Exercise details: Transcribe the data below exactly, but only from the line containing "logger = logging.getLogger(__name__)" through its final line, both included.

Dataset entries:
-- Opening Marker --
Issue #5026, opened 2025-09-08
Inconsistent slice numbering between SCT QC and FSLeyes


valosekj:
### Description

Slice numbering in SCT QC does not match the slice numbering in FSLeyes:
 
<img width="1100" height="325" alt="Image" src="https://github.com/user-attachments/assets/e9851cd6-024d-4187-a121-f7cf5ae11d1f" />

<img width="1100" height="567" alt="Image" src="https://github.com/user-attachments/assets/7d94cf84-6362-49fe-9e9a-703aec55a377" />

### Steps to Reproduce

RPI-oriented cord seg (attached):

```console
$ orientation sub-001_acq-ax_T2w_seg-manual.nii.gz
RPI
```

```console
sct_qc -i sub-001_acq-ax_T2w_seg-manual.nii.gz  -s sub-001_acq-ax_T2w_seg-manual.nii.gz  -p sct_deepseg_sc -qc ./qc
```

(seg only to not share the images)

[sub-001_acq-ax_T2w_seg-manual.nii.gz](https://github.com/user-attachments/files/22203785/sub-001_acq-ax_T2w_seg-manual.nii.gz)

mguaypaq:
Possibly the slices are in reverse order because the SCT QC convention is SAL (rather than RPI like the rest of SCT). I guess what we should do is:
- Still display the slices in the same order (so that the superior-most slice is at the top left).
- Adjust the overlaid numbering so that it matches the original image orientation (that is, increasing for 0 to n-1 if the original image orientation contained "S", and decreasing from n-1 to 0 if the original image orientation contained "I").

Is that what you would like?

valosekj:
> Possibly the slices are in reverse order because the SCT QC convention is SAL (rather than RPI like the rest of SCT).

Good point. Indeed, that might actually be the case.

> Adjust the overlaid numbering so that it matches the original image orientation

I would lean toward this option. In `sct_analyze_lesion` QC, we use a similar approach and report slices in the original orientation using [spinalcordtoolbox.image.rpi_slice_to_orig_orientation](https://github.com/spinalcordtoolbox/spinalcordtoolbox/blob/5188547b5f426fbb8eb05f75c9c27c01dee6b12a/spinalcordtoolbox/scripts/sct_analyze_lesion.py#L18C44-L18C73). But it's just my personal opinion, curious what others think.
[...]

Issue #4984, opened 2025-07-23
Use more granular timestamp when generating QCs to prevent duplicate entries


joshuacwnewton:
**Context:** SCT's `pytest` tests often run their own `-qc` tests, but that we don't often check over manually (because it's tedious to do so). I'm working to fix this, so for the first time, I'm looking over all of the reports generated by our test suite:

- [Sample run](https://github.com/spinalcordtoolbox/spinalcordtoolbox/actions/runs/16453719566): [Pytest QC (ubuntu 24.04).zip](https://github.com/spinalcordtoolbox/spinalcordtoolbox/actions/runs/16453719566/artifacts/3590915016)

One thing I notice is that the first few entries (which are dummy entries generated by the test [`test_qc_parallel.py :: test_many_qc`](https://github.com/spinalcordtoolbox/spinalcordtoolbox/blob/43ab1a1297960f6ce3722565050e57cff9b39bf2/testing/api/test_qc_parallel.py#L19-L39) cause some weird glitches when using the arrow key.

I think this is because of how we uniquely determine row IDs... the entries end up with the same timestamp (down to the second), meaning they are considered identical in the eyes of the QC report, and thus we can't uniquely fetch the row ID.

If we added even a little more precision, then perhaps we could uniquely identify the rows. Or, alternatively, we could consider this a WONTFIX due to the improbable conditions (identical timestamp + filename + folder) which would not occur in real world usage (even for identical timestamp reports, there would be different subject IDs and etc.)

PR #4921, opened 2025-06-04
Allow the use of custom mapping for `sct_label_vertebrae`

NathanMolinier:
## Checklist

- [x] **PR Sidebar**: I've filled in each of the options within the PR sidebar. ([Reviewers](https://github.com/spinalcordtoolbox/spinalcordtoolbox/wiki/Contributing:-Submitting-changes-to-SCT-(Opening-a-Pull-Request)#231-reviewers), [Assignees](https://github.com/spinalcordtoolbox/spinalcordtoolbox/wiki/Contributing:-Submitting-changes-to-SCT-(Opening-a-Pull-Request)#232-assignees), [Labels](https://github.com/spinalcordtoolbox/spinalcordtoolbox/wiki/Contributing:-Submitting-changes-to-SCT-(Opening-a-Pull-Request)#233-labels) (**exactly one** dark purple label!), [Milestone](https://github.com/spinalcordtoolbox/spinalcordtoolbox/wiki/Contributing:-Submitting-changes-to-SCT-(Opening-a-Pull-Request)#234-milestone), [Development](https://github.com/spinalcordtoolbox/spinalcordtoolbox/wiki/Contributing:-Submitting-changes-to-SCT-(Opening-a-Pull-Request)#235-development).)
- [ ] **Contributing Docs**: I've read the [Contributing guidelines](https://github.com/spinalcordtoolbox/spinalcordtoolbox/wiki/Contributing:-Submitting-changes-to-SCT-(Opening-a-Pull-Request)) to make sure my [branch](https://github.com/spinalcordtoolbox/spinalcordtoolbox/wiki/Contributing%3A-Submitting-changes-to-SCT-(Opening-a-Pull-Request)#part-1-branches) and [pull request](https://github.com/spinalcordtoolbox/spinalcordtoolbox/wiki/Contributing%3A-Submitting-changes-to-SCT-(Opening-a-Pull-Request)#part-2-pull-requests) meet SCT's guidelines. (Feel free to stop and fixup your commits before submitting.)
- [ ] **Tests**: I've added [relevant tests](https://github.com/spinalcordtoolbox/spinalcordtoolbox/wiki/Testing) for my contribution, if necessary. I've also made sure that my contribution passes [all of the automated tests](https://github.com/spinalcordtoolbox/spinalcordtoolbox/wiki/Contributing:-Submitting-changes-to-SCT-(Opening-a-Pull-Request)#24-checking-the-automated-tests) (which will be triggered after the PR is submitted).
[...]

PR #5050, opened 2025-10-03
WIP: Proof of concept for qc refactor

mguaypaq:
Here is a proof-of-concept re-implementation of the QC report for `sct_register_multimodal`. @joshuacwnewton I'd love to get your opinion, and I'm sorry for the large diff.

I tried to make it modular, so that parts of it could be re-used for other QC reports with minimal copy-pasting. In particular, I wanted to cleanly separate two steps that were previously intermixed:
- The step of determining the exact orientation and resolution and position of the slices we want to show (the "slicing spec").
- The step of extracting these slices from each relevant image.

I implemented this "slicing spec" for axial slices, but I think it will work well with sagittal slices too.

Two incidental benefits are that:
- I was able to center each axial slice individually, with possibly-fractional coordinates. (The previous code could only do integer coordinates, but this was *after* resampling to a fixed resolution, so this wasn't any truer to the original image voxels.) I think this is what [this old TODO comment](https://github.com/spinalcordtoolbox/spinalcordtoolbox/blob/9c499409970de40db50db6d49cc572242e348c32/spinalcordtoolbox/reports/slice.py#L264) was referring to.
- The code runs a bit faster (on my laptop, 1.6 seconds, compared to 2.2 seconds for the corresponding `sct_qc` command), possibly because it resamples fewer total voxels (intuitively, it doesn't resample any cropped voxels).

I was also careful to take #5026 into account when adding slice labels.

For ease of comparison, I implemented this POC as an extra option for `sct_qc -p`, named `scratch`. Here is a QC report with three rows:
1. The result of running `sct_register_multimodal -qc` from [this tutorial](https://spinalcordtoolbox.com/stable/user_section/tutorials/multimodal-registration/contrast-agnostic-registration.html).
2. The result of running `sct_qc -p sct_register_multimodal` on the same images. It looks very different, because the code paths in `qc.py` and `qc2.py` have diverged for this report. This is something I want to fix with this POC.
3. The result of running `sct_qc -p scratch` on the same images (this POC). It looks very similar to 1, with the addition of slice labels.

[qc-2025-10-03.zip](https://github.com/user-attachments/files/22688207/qc-2025-10-03.zip)

### Implementation notes

SCT normally does image resampling through `nibabel`, which wraps `scipy.ndimage`. Here, for more control and better performance, I decided to use `scipy.ndimage` directly. (In particular, `nibabel` doesn't expose the crucial `prefilter=False` option for resampling.)

I also decided to use `nibabel`'s utilities for image orientations directly, instead of SCT's `Image` class, because I wanted to manipulate an abstract image FOV (described by just an affine matrix and a shape tuple) without doing costly manipulations of the data array.

### TODO

Before merging, I would:
- make both `sct_qc` and `sct_register_multimodal` use the new code,
- make `sct_register_to_template` use the new code as well,
- remove the two old code paths.

### DIFF
--- a/spinalcordtoolbox/reports/qc2.py
+++ b/spinalcordtoolbox/reports/qc2.py
@@ -5,7 +5,7 @@ Copyright (c) 2023 Polytechnique Montreal <www.neuro.polymtl.ca>
 License: see the file LICENSE
 """
 
-from contextlib import contextmanager
+from contextlib import AbstractContextManager, contextmanager
 import datetime
 from hashlib import md5
 import importlib.resources
@@ -18,7 +18,6 @@ import shutil
 from typing import Optional, Sequence
 
 import numpy as np
-from scipy.ndimage import center_of_mass
 import skimage.exposure
 
 from spinalcordtoolbox.centerline.core import get_centerline, ParamCenterline
@@ -40,7 +39,8 @@ mpl_colors = LazyLoader("mpl_colors", globals(), "matplotlib.colors")
 mpl_backend_agg = LazyLoader("mpl_backend_agg", globals(), "matplotlib.backends.backend_agg")
 mpl_patheffects = LazyLoader("mpl_patheffects", globals(), "matplotlib.patheffects")
 mpl_collections = LazyLoader("mpl_collections", globals(), "matplotlib.collections")
-
+nib_orientations = LazyLoader("nib_orientations", globals(), "nibabel.orientations")
+ndimage = LazyLoader("ndimage", globals(), "scipy.ndimage")
 
 logger = logging.getLogger(__name__)
 
@@ -72,7 +72,7 @@ def create_qc_entry(
     dataset: Optional[str],
     subject: Optional[str],
     image_extension: str = 'png',
-):
+) -> AbstractContextManager[dict[str, Path]]:
     """
     Generate a new QC report entry.
 
@@ -148,6 +148,281 @@ def create_qc_entry(
 
     logger.info('Successfully generated the QC results in %s', str(path_result))
     display_open(file=str(path_index_html), message="To see the results in a browser")
+
+
+def reorient_grid(
+    shape: tuple[int, int, int],  # image data array shape
+    affine: np.ndarray,  # image affine, of shape (4, 4)
+    orientation: str,  # for example, "SAL"
+) -> tuple[
+    tuple[int, int, int],  # reoriented shape
+    np.ndarray,  # reoriented affine, of shape (4, 4)
+]:
+    """
+    Reorient a sampling grid to the given orientation.
+    """
+    opposite = dict(zip("RASLPI", "LPIRAS"))  # SCT and nibabel use opposite conventions
+    ornt = nib_orientations.ornt_transform(
+        nib_orientations.io_orientation(affine),
+        nib_orientations.axcodes2ornt(tuple(opposite[char] for char in orientation))
+    )
+
+    new_shape = [0, 0, 0]
+    for axis, new_axis in enumerate(ornt[:, 0]):
+        new_shape[int(new_axis)] = shape[axis]
+
+    new_affine = np.dot(affine, nib_orientations.inv_ornt_aff(ornt, shape))
+
+    return tuple(new_shape), new_affine
+
+
+def rescale_grid(
+    shape: tuple[int, int, int],  # image data array shape
+    affine: np.ndarray,  # image affine, of shape (4, 4)
+    resolution: list[float | None],  # desired resolution for each axis
+) -> tuple[
+    tuple[int, int, int],  # rescaled shape
+    np.ndarray,  # rescaled affine, of shape (4, 4)
+]:
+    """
-- Closing Marker --
Exercise solution:
 logger = logging.getLogger(__name__)
 
@@ -72,7 +72,7 @@ def create_qc_entry(
     dataset: Optional[str],
     subject: Optional[str],
     image_extension: str = 'png',
-):
+) -> AbstractContextManager[dict[str, Path]]:
     """
     Generate a new QC report entry.
 
@@ -148,6 +148,281 @@ def create_qc_entry(
 
     logger.info('Successfully generated the QC results in %s', str(path_result))
     display_open(file=str(path_index_html), message="To see the results in a browser")
+
+
+def reorient_grid(
+    shape: tuple[int, int, int],  # image data array shape
+    affine: np.ndarray,  # image affine, of shape (4, 4)
+    orientation: str,  # for example, "SAL"
+) -> tuple[
+    tuple[int, int, int],  # reoriented shape
+    np.ndarray,  # reoriented affine, of shape (4, 4)
+]:
+    """
+    Reorient a sampling grid to the given orientation.
+    """
+    opposite = dict(zip("RASLPI", "LPIRAS"))  # SCT and nibabel use opposite conventions
+    ornt = nib_orientations.ornt_transform(
+        nib_orientations.io_orientation(affine),
+        nib_orientations.axcodes2ornt(tuple(opposite[char] for char in orientation))
+    )
+
+    new_shape = [0, 0, 0]
+    for axis, new_axis in enumerate(ornt[:, 0]):
+        new_shape[int(new_axis)] = shape[axis]
+
+    new_affine = np.dot(affine, nib_orientations.inv_ornt_aff(ornt, shape))
+
+    return tuple(new_shape), new_affine
+
+
+def rescale_grid(
+    shape: tuple[int, int, int],  # image data array shape
+    affine: np.ndarray,  # image affine, of shape (4, 4)
+    resolution: list[float | None],  # desired resolution for each axis
+) -> tuple[
+    tuple[int, int, int],  # rescaled shape
+    np.ndarray,  # rescaled affine, of shape (4, 4)
+]:
+    """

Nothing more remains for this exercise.